[Assigned task]: I would like the number of lines in the data that contain the word "issue". Please give that number alone.

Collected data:
PR #1809, opened 2021-03-22
Fixed issue #16462: Relavance Equation not in Sync with Condition Designed

gabrieljenik:
Fixing stuff on GeneralOptionWidget. Attributes were not being implemented in the view.


c-schmitz:
Patch creates a bug. You cannot navigate to a question anymore. See issue in Zoho projects,

gabrieljenik:
I see. Will do some initialzing just in case attributes are not defined. Thanks

PR #1812, opened 2021-03-22
Fixed issue #17190: Update Theme Permission Language

gabrieljenik:


application/views/admin/user/setusertemplates.php
```diff
@@ -1,4 +1,9 @@
 <div class="pagetitle h3"><?php printf(gT('Edit theme permissions for user %s'),"<em>".\CHtml::encode($oUser->users_name)."</em>");?></div>
+<div class="row">
+    <div class="col-lg-12">
+        <p><?php eT("If the user doesn't have view/read global permission, please select the themes he would be able to assign to surveys."); ?></p>
```
Shnoulle, line 4: _If the user doesn't have view/read global permission **on theme**_ or something like this ?

PR #1821, opened 2021-03-25
Fixed issue #17188: {GROUPNAME} and other variables not rendered

gabrieljenik:
Adding EM processing to group description

### DIFF
--- a/application/helpers/SurveyRuntimeHelper.php
+++ b/application/helpers/SurveyRuntimeHelper.php
@@ -397,7 +397,6 @@ class SurveyRuntimeHelper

[Answer below]: 4